[Stored items]
....
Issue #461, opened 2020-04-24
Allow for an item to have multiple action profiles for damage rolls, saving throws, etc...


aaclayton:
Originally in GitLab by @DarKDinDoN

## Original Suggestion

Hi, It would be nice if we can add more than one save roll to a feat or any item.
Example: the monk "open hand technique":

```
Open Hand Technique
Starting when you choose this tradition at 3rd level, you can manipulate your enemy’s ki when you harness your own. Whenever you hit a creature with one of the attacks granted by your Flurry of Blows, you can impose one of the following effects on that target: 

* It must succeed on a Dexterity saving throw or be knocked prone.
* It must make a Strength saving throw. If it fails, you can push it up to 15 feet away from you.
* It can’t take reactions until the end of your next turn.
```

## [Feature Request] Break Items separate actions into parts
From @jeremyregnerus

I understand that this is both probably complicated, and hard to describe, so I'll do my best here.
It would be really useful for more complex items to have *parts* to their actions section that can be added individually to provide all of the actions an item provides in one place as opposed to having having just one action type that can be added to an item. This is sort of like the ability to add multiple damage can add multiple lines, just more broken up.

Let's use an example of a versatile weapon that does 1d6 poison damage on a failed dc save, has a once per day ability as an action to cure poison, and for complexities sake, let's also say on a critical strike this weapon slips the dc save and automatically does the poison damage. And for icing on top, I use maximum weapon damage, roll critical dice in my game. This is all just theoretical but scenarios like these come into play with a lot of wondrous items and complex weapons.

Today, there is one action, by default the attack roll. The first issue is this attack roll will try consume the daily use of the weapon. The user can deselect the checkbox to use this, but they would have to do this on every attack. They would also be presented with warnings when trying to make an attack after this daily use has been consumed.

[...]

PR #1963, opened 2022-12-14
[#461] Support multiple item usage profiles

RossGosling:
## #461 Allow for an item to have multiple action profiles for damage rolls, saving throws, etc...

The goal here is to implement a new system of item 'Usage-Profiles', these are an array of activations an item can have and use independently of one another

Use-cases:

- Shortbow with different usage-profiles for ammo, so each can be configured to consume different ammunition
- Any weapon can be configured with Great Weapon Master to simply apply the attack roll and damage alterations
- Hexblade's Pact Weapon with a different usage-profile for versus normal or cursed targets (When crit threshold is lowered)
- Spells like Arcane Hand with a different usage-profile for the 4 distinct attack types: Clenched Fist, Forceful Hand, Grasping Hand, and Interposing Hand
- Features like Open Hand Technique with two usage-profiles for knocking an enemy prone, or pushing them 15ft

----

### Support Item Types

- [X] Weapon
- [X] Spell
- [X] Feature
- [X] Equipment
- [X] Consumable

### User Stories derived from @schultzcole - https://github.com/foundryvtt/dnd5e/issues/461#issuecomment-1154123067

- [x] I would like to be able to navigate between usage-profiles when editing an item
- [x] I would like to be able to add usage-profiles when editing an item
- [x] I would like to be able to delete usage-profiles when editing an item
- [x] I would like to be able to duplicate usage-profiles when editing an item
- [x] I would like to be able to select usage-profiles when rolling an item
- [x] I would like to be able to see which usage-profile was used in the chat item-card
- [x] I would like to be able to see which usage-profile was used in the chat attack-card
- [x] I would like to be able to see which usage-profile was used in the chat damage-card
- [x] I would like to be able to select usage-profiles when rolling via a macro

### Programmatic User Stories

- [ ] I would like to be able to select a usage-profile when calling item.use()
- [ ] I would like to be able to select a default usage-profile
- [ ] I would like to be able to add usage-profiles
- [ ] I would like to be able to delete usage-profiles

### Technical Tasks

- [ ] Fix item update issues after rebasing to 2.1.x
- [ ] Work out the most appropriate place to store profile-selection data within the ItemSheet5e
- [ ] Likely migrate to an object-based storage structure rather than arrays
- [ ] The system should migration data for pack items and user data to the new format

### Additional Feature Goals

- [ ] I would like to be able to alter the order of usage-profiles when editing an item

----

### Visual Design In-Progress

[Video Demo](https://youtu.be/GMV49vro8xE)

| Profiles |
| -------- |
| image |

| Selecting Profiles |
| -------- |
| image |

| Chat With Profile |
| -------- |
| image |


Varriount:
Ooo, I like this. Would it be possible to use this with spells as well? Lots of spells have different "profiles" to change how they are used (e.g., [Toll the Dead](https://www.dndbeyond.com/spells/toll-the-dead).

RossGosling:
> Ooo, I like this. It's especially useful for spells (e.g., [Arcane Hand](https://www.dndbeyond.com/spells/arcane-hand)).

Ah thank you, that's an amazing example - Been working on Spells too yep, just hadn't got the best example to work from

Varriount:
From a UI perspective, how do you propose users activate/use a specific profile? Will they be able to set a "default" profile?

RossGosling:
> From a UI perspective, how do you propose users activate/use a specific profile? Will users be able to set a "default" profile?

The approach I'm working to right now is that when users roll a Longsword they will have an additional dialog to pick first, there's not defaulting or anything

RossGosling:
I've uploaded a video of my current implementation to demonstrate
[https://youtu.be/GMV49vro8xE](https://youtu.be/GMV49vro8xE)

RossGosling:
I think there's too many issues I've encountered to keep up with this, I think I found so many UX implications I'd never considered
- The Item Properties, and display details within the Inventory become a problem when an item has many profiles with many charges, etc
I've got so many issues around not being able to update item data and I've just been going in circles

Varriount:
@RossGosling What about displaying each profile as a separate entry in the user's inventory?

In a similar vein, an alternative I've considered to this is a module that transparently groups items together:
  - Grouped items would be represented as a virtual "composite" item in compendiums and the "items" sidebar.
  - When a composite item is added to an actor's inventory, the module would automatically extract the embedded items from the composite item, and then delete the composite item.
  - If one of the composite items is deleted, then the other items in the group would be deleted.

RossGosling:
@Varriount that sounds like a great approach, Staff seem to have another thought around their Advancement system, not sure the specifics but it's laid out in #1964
....
__Work task__
Go through the records above and return each line in which the word "used" occurs.

__Expected answer__
- [x] I would like to be able to see which usage-profile was used in the chat item-card
- [x] I would like to be able to see which usage-profile was used in the chat attack-card
- [x] I would like to be able to see which usage-profile was used in the chat damage-card
Ooo, I like this. Would it be possible to use this with spells as well? Lots of spells have different "profiles" to change how they are used (e.g., [Toll the Dead](https://www.dndbeyond.com/spells/toll-the-dead).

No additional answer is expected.